╭─ RECORDS PROVIDED

PR #8485, opened 2022-03-31
Suppress unnecessary and wrong check of CCDB obj. pointer

shahor02:
@peressounko As I wrote to you before, you don't need to check the pointer of the ccdb object returned by the DPL fetcher: if the fetching fails, the fatal will be produced already on the fetcher level. You also don't need to use complicated 
```
    std::decay_t<decltype(ctx.inputs().get<o2::phos::BadChannelsMap*>("badmap"))> badMapPtr{};
    badMapPtr = ctx.inputs().get<o2::phos::BadChannelsMap*>("badmap");
    const o2::phos::BadChannelsMap* badMap = badMapPtr.get();
```
you can simply do
```
auto badMapPtr = ctx.inputs().get<o2::phos::BadChannelsMap*>("badmap");
const o2::phos::BadChannelsMap* badMap = badMapPtr.get();
```

Merging since currently the reconstruction is broken

### DIFF
--- a/Detectors/PHOS/workflow/src/CellConverterSpec.cxx
+++ b/Detectors/PHOS/workflow/src/CellConverterSpec.cxx
@@ -69,11 +69,7 @@ void CellConverterSpec::run(framework::ProcessingContext& ctx)
 
   // get BadMap from CCDB, once
   if (!mHasCalib) {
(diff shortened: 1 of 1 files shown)


peressounko:
Dear @shahor02, I remember I implemented your suggestion. But then It looks like I reverted older version of my code and committed it. I will remove remnants in next commit.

╰─

* **TASK TO CARRY OUT**:
Your reply should contain each entry, copied without alteration.

* **RESPONSE FOR THIS EXERCISE**:
PR #8485, opened 2022-03-31
Suppress unnecessary and wrong check of CCDB obj. pointer

shahor02:
@peressounko As I wrote to you before, you don't need to check the pointer of the ccdb object returned by the DPL fetcher: if the fetching fails, the fatal will be produced already on the fetcher level. You also don't need to use complicated 
```
    std::decay_t<decltype(ctx.inputs().get<o2::phos::BadChannelsMap*>("badmap"))> badMapPtr{};
    badMapPtr = ctx.inputs().get<o2::phos::BadChannelsMap*>("badmap");
    const o2::phos::BadChannelsMap* badMap = badMapPtr.get();
```
you can simply do
```
auto badMapPtr = ctx.inputs().get<o2::phos::BadChannelsMap*>("badmap");
const o2::phos::BadChannelsMap* badMap = badMapPtr.get();
```

Merging since currently the reconstruction is broken

### DIFF
--- a/Detectors/PHOS/workflow/src/CellConverterSpec.cxx
+++ b/Detectors/PHOS/workflow/src/CellConverterSpec.cxx
@@ -69,11 +69,7 @@ void CellConverterSpec::run(framework::ProcessingContext& ctx)
 
   // get BadMap from CCDB, once
   if (!mHasCalib) {
(diff shortened: 1 of 1 files shown)


peressounko:
Dear @shahor02, I remember I implemented your suggestion. But then It looks like I reverted older version of my code and committed it. I will remove remnants in next commit.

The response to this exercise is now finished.